Elegant efficiency–expressiveness trade-off: The number of iterations provides a continuous knob from 0 (purely diagonal) to \(\infty\) (dense RNN).
Deep connection to classical theory: The Banach fixed-point theorem guarantees convergence, and implicit differentiation from Deep Equilibrium Models eliminates memory overhead.
Simultaneous solution to two task types: Breaks the dichotomy between "state tracking requires dense structure" and "copying requires linear-attention memory."
Adaptive computation: The model automatically identifies task difficulty and adjusts computation accordingly, analogous to the Adaptive Computation Time idea of Graves (2016).

Limitations & Future Work¶

Worst-case complexity: \(O(\ell^* \cdot \log T)\); if \(\ell^* \sim T\), this degrades to \(O(T^2)\).
Lack of efficient GPU implementation: Repeated computation in fixed-point iteration has the potential to be fused into a single kernel, but this has not yet been realized.
Insufficient large-scale language modeling validation: Language pre-training experiments are conducted at a small scale (context length 2048) without comparison to DeltaProduct or similar methods at the 1.3B scale.
Non-unique fixed points: Convergence guarantees for the hidden-state-dependent variant are weaker, and the fixed point may not be unique.
Training time overhead: Although backpropagation incurs no additional cost, iterative forward passes still increase training time.

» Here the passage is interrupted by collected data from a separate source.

PR #2140, opened 2023-04-18
chore: remove file hashes from intermediate file paths

### LINKED ISSUE #2117: Remove file hashes from compiler generated intermediate inflight code files
Currently the compiler generates an intermediate file for each inflight with a file path containing a long hash -- see for example this snapshot:

https://github.com/winglang/wing/blob/main/tools/hangar/__snapshots__/test_corpus/std_string.w/compile/tf-aws/proc.9a4846d755bc1e93d1377b973079b3fb455a5196a4309ea68138302e1a6f3f65/index.js

This hashed file path results in more complicated PR diffs, and it's not strictly necessary since the files are only consumed by the SDK.

Chriscbr:
Simplifying the compiler output a bit... fixes #2117

### DIFF
--- a/libs/wingc/src/jsify.rs
+++ b/libs/wingc/src/jsify.rs
@@ -15,8 +15,6 @@ use std::{
 	vec,
 };
 
-use sha2::{Digest, Sha256};
-
 use crate::{
 	ast::{
 		ArgList, BinaryOperator, Class as AstClass, ClassField, Expr, ExprKind, FunctionBody, FunctionBodyRef,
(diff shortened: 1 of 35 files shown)


MarkMcCulloh:
The dot needs to be removed from here for snapshots to see the new path:

https://github.com/winglang/wing/blob/main/tools/hangar/src/generated_test_targets.ts#L40

Chriscbr:
@MarkMcCulloh Fixed - I ran `git rm -r "**/proc.*/index.js"` to remove the old files from source control

MarkMcCulloh (approved):
Noice

libs/wingc/src/jsify.rs
```diff
@@ -15,8 +15,6 @@ use std::{
 	vec,
 };
 
-use sha2::{Digest, Sha256};
```
Chriscbr, line 18: Let me check if I can remove this dep

staycoolcall911:
Awesome fix, this will reduce the amount of files changed in many future PRs - thanks!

Deep Equilibrium Models (Bai et al.): The source of inspiration for fixed-point iteration, applied here in the context of linear RNNs.
DeltaNet/DeltaProduct: Enhances expressiveness through Householder structure via an "explicit" structured approach; FP-RNN achieves density through "implicit" iteration.
Mamba/Mamba-2: Representative diagonal RNNs serving as the base layer for FP-Mamba.
LSTM: An expressive upper bound among nonlinear RNNs; FP-RNN aims to approximate its expressiveness within a linear framework.
Adaptive Computation Time (Graves): A pioneering work on adaptive computation.

Rating¶

⭐⭐⭐⭐⭐

The theoretical framework is elegant (fixed-point iteration + Banach theorem + implicit differentiation), the experiments are comprehensive (simultaneously addressing state tracking and copying), and the insights are profound (adaptive computation reveals the relationship between task difficulty and sequential computation demands). This work represents a milestone in addressing the expressiveness limitations of linear RNNs.